I think for a lot of climates and elevations your above statement is a 
scientifically sound one.  But there may be some fatal exceptions.  As 
Terry, myself and others found out in the GMHEICSLR contest, elevation 
above sea level (atmoshperic pressure) and the associated humitity have a 
great deal to do with spark length limitations.  Humitity in particular has 
an enourmous effect on the dialectric (or conductive under high voltage) 
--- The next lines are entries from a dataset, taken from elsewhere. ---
PR #2359, opened 2023-07-06
[NNPA] Clip very small f32 values into the range of dlfloat to avoid out-of-range

### LINKED ISSUE #2312: bertsquad-12.onnx using CPU instead of NNPA for Softmax
Using the latest commit 8185fc83b96eba25a905aa8e1f7e2aeffa0c9e0c [bertsquad-12.onnx ](https://github.com/onnx/models/blob/main/text/machine_comprehension/bert-squad/model/bertsquad-12.onnx) now takes 202 ms to run. PR #2250 reduced this back down from 2000 ms but the new results is still slower than the 160 ms of the 0.4.0 release.

At a glance, I see all the Softmax Ops are going to the CPU instead of NNPA now.

To reproduce
`--O3 --EmitLib --mtriple=s390x-ibm-loz --mcpu=z16 --maccel=NNPA --onnx-op-stats TXT`

## current 8185fc83b96eba25a905aa8e1f7e2aeffa0c9e0c
```
Operations encountered:
-----------------------
   func.func               , 1
   func.return             , 1
   onnx.Add                , 62
   onnx.Cast               , 31
   onnx.Concat             , 44
   onnx.Constant           , 77
   onnx.ConstantOfShape    , 1
   onnx.Dim                , 29
   onnx.Gather             , 1
   onnx.Mul                , 149
   onnx.NoValue            , 1
   onnx.OneHot             , 1
   onnx.Reciprocal         , 25
   onnx.ReduceMeanV13      , 50
   onnx.Reshape            , 142
   onnx.Softmax            , 12
   onnx.Split              , 1
   onnx.Sqrt               , 25
   onnx.Squeeze            , 4
   onnx.Sub                , 62
   onnx.Transpose          , 49
   onnx.Unsqueeze          , 13
  zhigh.Add                , 50
  zhigh.MatMul             , 98
  zhigh.Mul                , 86
  zhigh.Stick              , 238
  zhigh.StickifiedConstant , 147
  zhigh.Tanh               , 12
  zhigh.Unstick            , 198
```

## 0.4.0 release
```
Operations encountered:
-----------------------
   func.func               , 1
   func.return             , 1
   onnx.Add                , 62
   onnx.Cast               , 18
   onnx.Concat             , 56
   onnx.Constant           , 77
   onnx.ConstantOfShape    , 1
   onnx.Dim                , 41
   onnx.Gather             , 1
   onnx.Mul                , 149
   onnx.NoValue            , 1
   onnx.OneHot             , 1
   onnx.Reciprocal         , 25
   onnx.ReduceMeanV13      , 50
   onnx.Reshape            , 166
   onnx.Split              , 1
   onnx.Sqrt               , 25
   onnx.Squeeze            , 4
   onnx.Sub                , 62
   onnx.Transpose          , 49
   onnx.Unsqueeze          , 13
  zhigh.Add                , 50
  zhigh.MatMul             , 98
  zhigh.Mul                , 86
  zhigh.Softmax            , 12
  zhigh.Stick              , 250
  zhigh.StickifiedConstant , 147
  zhigh.Tanh               , 12
  zhigh.Unstick            , 210
```

There's also some minor changes in the output values between them but I expect that's because more functions are going to CPU over the 16 bit NNPA.

tungld:
This patch inserts `ONNXMax` before `ZHighStick` in order to clip very small out-of-range into the dlfloat range, so that NNPA operates on valid values.

It's a bit smart in the sense that there is not need to clip if the input of `ZHighStick` transitively comes from a zTensor. It's because values in a zTensor must be in the dlfloat range already. 

Added an option `nnpa-clip-to-dlfloat-range` to turn on/off this feature. It's ON by default.

Re-enabled softmax on NNPA.

Resolves #2312


src/Accelerators/NNPA/Transform/ZHigh/ZHighClipToDLFloat.cpp
```diff
@@ -0,0 +1,134 @@
...
+/// modification.
+bool valueFromZTensor(Value tensor) {
+  if (!tensor.dyn_cast<BlockArgument>()) {
+    Operation *op = tensor.getDefiningOp();
+    // From a zTensor.
+    if (isa<ZHighUnstickOp>(op))
+      return true;
+    // Concat/Transpose does not change the input precision. So we can consider
+    // that the input is already in the dlfloat range if it comes from zTensor.
+    if (isa<ONNXConcatOp, ONNXTransposeOp>(op)) {
```
AlexandreEichenberger, line 49: There are many more that falls in that category: expand/flatten/gather/reshape/squeeze/unsqueeze/pad.
Then there are also ops that are out of bound friendly: Max (of any kinds), like ReduceMax, Relu... If their input where high enough, their output is guaranteed to be high enough too.

src/Accelerators/NNPA/Transform/ZHigh/ZHighClipToDLFloat.cpp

properties of wood.  I don't know what you're location is, but I live near 
Chattanooga, TN where it is *extremely* humid year round.  I have found 
wood to be horribly lossy in nearly every tesla application (except as a 
conductive platform for arcing to metal objects.  On my hot-streamer 
website you can see my 6" system blasting out extremely hot power arcs to 
an aluminum chair which is resting atop a wooden chair.  The aluminum chair 
is not grounded (except through the wooden chair to the rebar! in our 
concrete floor.  I could actually see four little continuous arcs from each 
leg of the wooden chair into the floor while the coil was power arcing to 
the metallic top chair.

Another anecdote is a linear 1/2" multi copper pipe gap Terry sent me so I 
could compare with a scope trace showing the quench performance of my own 
gaps.  The base of his gap was wooden.  The gap had provided first notch 
quenching in his systems, but performed very poorly (lossy) in mine. 3rd or 
4th notch quenching.  But the worst thing (and finally getting to my point) 
was that some of the time it would not fire, but just lock up and 
sizzle.  It turned out that half the time the whole thing would undergo 
corona breakdown due to the moisture it had absorbed into the unfinished 
wood surface in our continuous 80% plus humidity.

Oh well....just some anecdotes and food for thought.